As I write this column, the autumn season is just beginning in our area.  The leaves are turning color, some are falling, most are awaiting their turn to do both.   The cooler temperatures and shorter daytimes are signals to our wild birds that preparations must start now for the upcoming winter season.

In spring, wild birds are interested in nesting territories.  In fall, these same birds dedicate their daytime hours to establishing feeding territories.   Your neotropical birds have migrated to warmer climates where their natural food supplies exist.  As the name suggests, your resident birds remain in your region year round.   These birds may include cardinals, chickadees, mourning doves, titmice, woodpeckers, blue jays, finches, etc.

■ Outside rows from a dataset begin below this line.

Issue #567, opened 2019-06-05
Upgrade tfjob version in the mnist example


jinchihe:
I installed last `kubeflow` and found the CRD tfjobs version has been upgraded.

```bash
#kubectl describe crd tfjobs.kubeflow.org
......
  Version:                      v1
  Versions:
    Name:     v1
    Served:   true
    Storage:  true
    Name:     v1beta2
    Served:   true
    Storage:  false
....
```

That's better to upgrade the tfjobs version to `v1` in the mnist example, otherwiase will print below error message while applying the exmaple 
```bash
[root@jinchi1 S3]# kustomize build . |kubectl apply -f -
configmap/mnist-map-training-5hb8dfd8kg created
secret/aws-creds-hk7k7f7f78 created
error: unable to recognize "STDIN": no matches for kind "TFJob" in version "kubeflow.org/v1beta1"
```

jinchihe:
I found the automation tests kubernetes logo
`kubeflow-examples-presubmit`  also faild because of this. 

```
error: unable to recognize "STDIN": no matches for kind "TFJob" in version "kubeflow.org/v1beta1"
ERROR|2019-06-05T06:51:54|/mnt/test-data-volume/kubeflow-examples-presubmit-mnist-566-dd56e69-2464-bf2b/src/kubeflow/tf-operator/py/kubef
low/tf_operator/test_runner.py|72| There was a problem running the job; Exception Command 'kustomize build /mnt/test-data-volume/kubeflow
-examples-presubmit-mnist-566-dd56e69-2464-bf2b/src/kubeflow/examples/mnist/training/GCS| kubectl apply -f -' returned non-zero exit stat
us 1
Traceback (most recent call last):
 File "/mnt/test-data-volume/kubeflow-examples-presubmit-mnist-566-dd56e69-2464-bf2b/src/kubeflow/tf-operator/py/kubeflow/tf_operator/tes
t_runner.py", line 53, in run_test
   test_func()
 File "tfjob_test.py", line 96, in test_train
   subprocess.check_call(subCmd, shell=True)
 File "/usr/lib/python2.7/subprocess.py", line 541, in check_call
   raise CalledProcessError(retcode, cmd)
CalledProcessError: Command 'kustomize build /mnt/test-data-volume/kubeflow-examples-presubmit-mnist-566-dd56e69-2464-bf2b/src/kubeflow/e
xamples/mnist/training/GCS| kubectl apply -f -' returned non-zero exit status 1
```

PR #568, opened 2019-06-05
update TFJob version to v1beta2

jinchihe:
fixes: #567 

Since the `TFJob` version has been upgraded in the last `kubeflow`, we need to update the `TFJob` version in the mnist example.

---
This change is [Reviewable](https://reviewable.io/reviews/kubeflow/examples/568)

### DIFF
--- a/mnist/README.md
+++ b/mnist/README.md
@@ -295,7 +295,7 @@ To use this service account we perform the following steps
         kustomize build .
        ```
        ```
-        apiVersion: kubeflow.org/v1beta1
+        apiVersion: kubeflow.org/v1beta2
         kind: TFJob
         metadata:
           ...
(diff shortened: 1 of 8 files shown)


jinchihe:
/assign @jlewi 

Please help to review. Thanks a lot!

jlewi:
Are you sure you installed the v0.5.1 manifests? The CR version in v0.5.1 should not be V1.

It will be V1 in 0.6.

jinchihe:
@jlewi Sorry for the mistake, my test env was installed by `kfctl` and did not specify version information by`--version`, so that's master :-)

I think we must upgrade that since the automation tests `kubeflow-examples-presubmit` also failed because of no `v1beta1`. Maybe we can upgrade to `v1beta2` currently to work around this.

jinchihe:
Since both of last official release and `master` have `v1beta2` for TFJob, include version that is used by `kubeflow-examples-presubmit` , so update to `v1beta2` now.

Thanks  @jlewi

Issue #464, opened 2019-01-08
[mnist_pytorch] Remove specific modules from .pylintrc ignore-patterns


dsdinter:
Remove py,mnist_DDP.py and mnistddpserving.py modules from .pylintrc ignore-patterns , adding specific exceptions using inline comments instead.

We should still keep the autogenerated Python GRPC modules:
object_detection_grpc_client.py
prediction_pb2.py
prediction_pb2_grpc.py

texasmichelle:
Is this issue still outstanding?

dsdinter:
It is still outstanding. Will try to implement next week.
Thanks for the heads up!

PR #581, opened 2019-06-28
Lint fixes mnist

dsdinter:
Fixes: #464

---
This change is [Reviewable](https://reviewable.io/reviews/kubeflow/examples/581)

### DIFF
--- a/pytorch_mnist/ks_app/app.yaml
+++ b/pytorch_mnist/ks_app/app.yaml
@@ -1,8 +1,11 @@
 apiVersion: 0.3.0
+environments:
+  default:
+    destination:
+      namespace: default
+      server: https://104.154.168.244
+    k8sVersion: v1.8.0
+    path: default
 kind: ksonnet.io/app
-name: ks-app
-registries:
-  incubator:
-    protocol: github
-    uri: github.com/ksonnet/parts/tree/master/incubator
+name: ks_app
 version: 0.0.1
--- a/pytorch_mnist/training/ddp/mnist/mnist_DDP.py
+++ b/pytorch_mnist/training/ddp/mnist/mnist_DDP.py
@@ -17,15 +17,14 @@ limitations under the License.
 import datetime
 import logging
 import os
-import sys
 from math import ceil
 from random import Random
 
 import torch
 import torch.distributed as dist
-import torch.nn as nn
+import torch.nn as nn  # pylint: disable = useless-import-alias
 import torch.nn.functional as F
-import torch.optim as optim
+import torch.optim as optim # pylint: disable = useless-import-alias
 import torch.utils.data
 import torch.utils.data.distributed
 from torch._utils import _flatten_dense_tensors, _unflatten_dense_tensors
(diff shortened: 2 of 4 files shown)


dsdinter:
@texasmichelle please review and approve if OK for you.

texasmichelle:
/lgtm
Thanks @dsdinter! Curious why so much disabling?

dsdinter:
Thanks, good question. The Pytorch official example from where this one is based on has the same lint errors/warning, https://github.com/pytorch/pytorch/blob/master/torch/nn/parallel/distributed_cpu.py
Includes protected methods and using the forward method with different arguments.

There are some which could be fixed actually, e.g., more simpler imports

jinchihe:
@dsdinter Thanks. I have two quick questions.

1. Not sure where the python file is from, if from the 3rd-party, I think that's accept to ignore that.
2. I saw your removed the two files from ignore list, but disable all pylint errors in the file, without any enhancement/fix. Confused me here, seems that have sample efficacy for ignore and disabled all in files.

pytorch_mnist/training/ddp/mnist/mnist_DDP.py
```diff
@@ -234,10 +235,10 @@ def run(modelpath, gpu):
   args = parser.parse_args()
   if args.gpu:
     logging.info("\n======= CUDA INFO =======")
-    logging.info("CUDA Availibility:", torch.cuda.is_available())
-    if (torch.cuda.is_available()):
-      logging.info("CUDA Device Name:", torch.cuda.get_device_name(0))
-      logging.info("CUDA Version:", torch.version.cuda)
+    logging.info("CUDA Availibility:", torch.cuda.is_available())  # pylint: disable = logging-too-many-args
```
jinchihe: I think here will be have traceback confirm? also same below line.

texasmichelle:
@dsdinter can you address @jinchihe's questions?

pytorch_mnist/training/ddp/mnist/mnist_DDP.py
dsdinter: You are right, thanks for highlighting the typo.

dsdinter:
@texasmichelle @jinchihe let me know if there is anything else before we can merge this PR.

pytorch_mnist/ks_app/app.yaml
```diff
@@ -1,8 +1,11 @@
 apiVersion: 0.3.0
+environments:
+  default:
+    destination:
+      namespace: default
+      server: https://104.154.168.244
+    k8sVersion: v1.8.0
+    path: default
```
jinchihe: Thanks for the contribution!  Do we have to modify this file? since that works fine before after updated the `apiVersion` to "0.3.0".

jinchihe: Checked, seems that's same with `./examples/github_issue_summarization/ks_app/app.yaml`. I think the change is OK.

Issue #583, opened 2019-07-01
[codelab-intro-mnist-feedback]:


mitsuan:
kustomize build isn't working for 2.1.0

Getting error:
Error: var '{batchSize ~G_~V_ConfigMap {data.batchSize}}' cannot be mapped to a field in the set of known resources

jinchihe:
@mitsuan See details in https://github.com/kubeflow/examples/issues/578, the new version kustomize may changed something, I am going to enhance that to fit new kustomize version. but you can use v2.0.3 to work around.

Issue #578, opened 2019-06-25
MNIST Example Doesn't Work


Tabrizian:
I tried the local version of MNIST example and kustomize fails with the error below:

```
Error: var '{batchSize ~G_~V_ConfigMap {data.batchSize}}' cannot be mapped to a field in the set of known resources
```

jinchihe:
Could you please provide more information, such as kustomize version? k8s version, and which step the problem happened? @Tabrizian

jinchihe:
You can try to check the batchSize is set by running, or list the training/local/kustomization.yaml file here.

```
# grep -i batchSize kustomization.yaml
  - batchSize=100
```

davidtwomey:
@Tabrizian @jinchihe 
Was having the same issue using `kustomization` latest release (v3.0.0 pre) as per tutorial:
https://codelabs.developers.google.com/codelabs/kubeflow-introduction/#0

Got `kustomization build .` to work by
- Switching to explicit `kustomisation` v2.0.0
- Changing from `kustomize edit set image training-image=$TRAIN_PATH` to<br> `kustomize edit set image training-image=$TRAIN_PATH:latest`
i.e. appending image tag

> I tried the local version of MNIST example and kustomize fails with the error below:
> 
> ```
> Error: var '{batchSize ~G_~V_ConfigMap {data.batchSize}}' cannot be mapped to a field in the set of known resources
> ```

jinchihe:
@davidtwomey Yes, I tested kustomization 2.0.3, that should work fine.  And for you mentioned "$TRAIN_PATH:latest" ,  In the readme file, the $TRAIN_PATH should include tag as below description:
```
DOCKER_URL=docker.io/reponame/mytfmodel:tag
```

davidtwomey:
@jinchihe 
Yep - the $TRAIN_PATH was just a heads up for those following via the Google colabs tutorial
where train path did not have a tag
GCP `TRAIN_PATH=us.gcr.io/$PROJECT_ID/kubeflow-train`

Tabrizian:
```
kubectl version
[...]

PR #584, opened 2019-07-02
recomment using kustomize v2.0.3 for mnist

jinchihe:
Recently someones hit one problem while running mnist example with new kustomize (v2.1.0), such as #583 and #578,  after checked the problem, I think that's should be a issue in new kustomize, logged [ticket](https://github.com/kubernetes-sigs/kustomize/issues/1295) to trace in kustomize.

But avoid user stepping on the pit, the PR is to add note to recomment user to use kustomize 2.0.3. May enhance later if the kustomzie issue fixed.

fixes: #583 #578

---
This change is [Reviewable](https://reviewable.io/reviews/kubeflow/examples/584)

### DIFF
--- a/mnist/README.md
+++ b/mnist/README.md
@@ -50,6 +50,8 @@ You also need the following command line tools:
 - [kubectl](https://kubernetes.io/docs/tasks/tools/install-kubectl/)
 - [kustomize](https://kustomize.io/)
 
++**Note:** kustomize [v2.0.3](https://github.com/kubernetes-sigs/kustomize/releases/tag/v2.0.3) is recommented since the [problem](https://github.com/kubernetes-sigs/kustomize/issues/1295) in kustomize v2.1.0.
+
 To run the client at the end of the example, you must have [requirements.txt](requirements.txt) installed in your active python environment.
 
 ```
--- a/test/workflows/components/mnist.jsonnet
+++ b/test/workflows/components/mnist.jsonnet
@@ -20,7 +20,7 @@ local defaultParams = {
   // Which Kubeflow cluster to use for running TFJobs on.
   kfProject: "kubeflow-ci-deployment",
   kfZone: "us-east1-b",
-  kfCluster: "kf-v0-5-n04",
+  kfCluster: "kf-vmaster-n01",
 
   // The bucket where the model should be written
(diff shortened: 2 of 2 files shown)


jinchihe:
Tested failed due to 
```
error: unable to recognize "STDIN": no matches for kind "TFJob" in version "kubeflow.org/v1beta2
```
Seems the TFJob is upgraded in the test cluster? will confirm later.

jinchihe:
That's stange, checked the code, the version v1beta2 of TFJob should exist in the cluster, check some code to show the TFJob version for debug... Thanks.

jinchihe:
From the debug information, the tfjobs is not installed in the testing cluster. As below error:
```
Error from server (NotFound): customresourcedefinitions.apiextensions.k8s.io “tfjobs.kubeflow.org” not found
```
@jlewi Do you know what's changed in the testing cluster? Anyone can help to check/fix this? Thanks.

jlewi:
What cluster are you using?
Is it kf-vmaster-XX
Those clusters are now deploying from master which might be using TFJob v1.

jlewi:
I checked v-kfmaster-n01
and it looks like TFJob is defined.

See attached
[tfjob.yaml.txt](https://github.com/kubeflow/examples/files/3360408/tfjob.yaml.txt)

Its v1.

jlewi:
Opened #588 to give you access to the clusters.

jinchihe:
@jlewi Many thanks. Yes, that works fine with the cluster!

aginpatrick:
@jinchihe @jlewi  would it be useful to add that kustomize v2 blocks relative paths (it's no more true with v3). So kustomization.yaml cannot contain "resources: -../bases" for example. I *think* that substitute resources for bases is the solution in this case.

aginpatrick:
@jinchihe @jlewi btw, does using kustomize v2.0.3 has implications for kubectl version? I mean, is v2.0.3 compatible with latest kubectl or one has to use older version?

jinchihe:
@aginpatrick kustomize should have no implications with kubectl version. But kustomize has been intergrated in the kubectl, see https://kubernetes.io/blog/2019/03/25/kubernetes-1-14-release-announcement/. kustomize v2.0.3 is available in kubectl v1.15.

PR #594, opened 2019-07-12
fix e2e test failed problem

jinchihe:
E2E tests always failed recent days, the the problem has been fixed in aother project under kubeflow, apply the fix solution to examples.

---
This change is [Reviewable](https://reviewable.io/reviews/kubeflow/examples/594)


texasmichelle:
Thanks for this @jinchihe !!

PR #12, opened 2015-12-04
Users/drewta/delete files task lib

drewtabor:
updating for delete files task, adding L0s for rmRF

### DIFF
--- a/node/lib/vsotask.ts
+++ b/node/lib/vsotask.ts
@@ -1,10 +1,10 @@
 var Q = require('q');
 var shell = require('shelljs');
-var fs = require('fs');
 var path = require('path');
 var os = require('os');
 var minimatch = require('minimatch');
 var globm = require('glob');
+import fs = require('fs');
 import tcm = require('./taskcommand');
 import trm = require('./toolrunner');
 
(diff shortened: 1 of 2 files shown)


node/lib/vsotask.ts
```diff
@@ -219,6 +219,17 @@ export function getEndpointAuthorization(id: string, optional: boolean): Endpoin
...
 
 //-----------------------------------------------------
+// Fs Helpers
+//-----------------------------------------------------
+export interface FsStats extends fs.Stats {
+    
+}
+
+export function stats(path: string): FsStats {
+    return fs.statSync(path);
```
bryanmacfarlane: Add debug writes here.  debug the input.  debug write the properties and isDirectory, file and symbolic link.  Play around with debug accepting object or string and if object, it prints the directory properties if string, number ... ??  Thoughts

node/lib/vsotask.ts
```diff
@@ -317,6 +337,14 @@ export function find(findPath: string): string[] {
 export function rmRF(path: string): void {
     debug('rm -rf ' + path);
     shell.rm('-rf', path);
+    
+    var error: string = shell.error();
+    // if you try to delete a file that doesn't exist, desired result is achieved
+    // other errors are valid
+    if (error && !(error.indexOf('ENOENT') === 0)) {        
+        console.error(error)
+        exit(1);
```
bryanmacfarlane: I'm not sure we want exit code 1 communicated to the user.  That's fine if you're executing a tool.  

I think this needs to call setResult Fail with exit arg.  BTW, I think rmRF can take an optional arg continueOnError (which would be falsey if not suppled and exit).  But it gives task authors the ability to make clean up a best effort.

bryanmacfarlane:
I'm going to merge this, implement my feedback and then publish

You may see these birds flocking in mixed species.  For instance, chickadees, titmice, and downy woodpeckers are known to flock together in cold seasons.   Scientists believe these birds have learned that more sets of eyes find more sources of food and offer better protection from predators.    Once the spring seasons set in, these same flocking birds will break off into each species own nesting territories.

Just like your birds, now is the time to change your feeding station’s locations.  In our area, snow depths of over 3-4 feet are not uncommon.  Like many people, we choose to feed our birds away from our house in the warm months.   Our decks and patios are filled with human activity and are not conducive to attracting wild birds.   The simple comfort zone the edge of our property offers is quieter and away from human or pet contacts.

However, we choose not to shovel 50 feet to the property edge to feed our birds in the winter seasons, so we relocate our bird stations onto our decks and patios.   This movement allows us easier access to our feeders.    Since we do not use these areas in cold weather, our birds are comfortable closer to our home and we do not have to remove several feet of heavy snow to refill the feeders.   Plus, we get the added pleasure of seeing our winter feathered guests up close in freezing temperatures.

If you need to update your feeding stations, be sure to visit for all the latest backyard bird feeding products.

So use this time wisely to reassess your bird feeding locations now before the ground hardens.  This also allows your birds time to adjust to the new locations as well.   Enjoy your birds!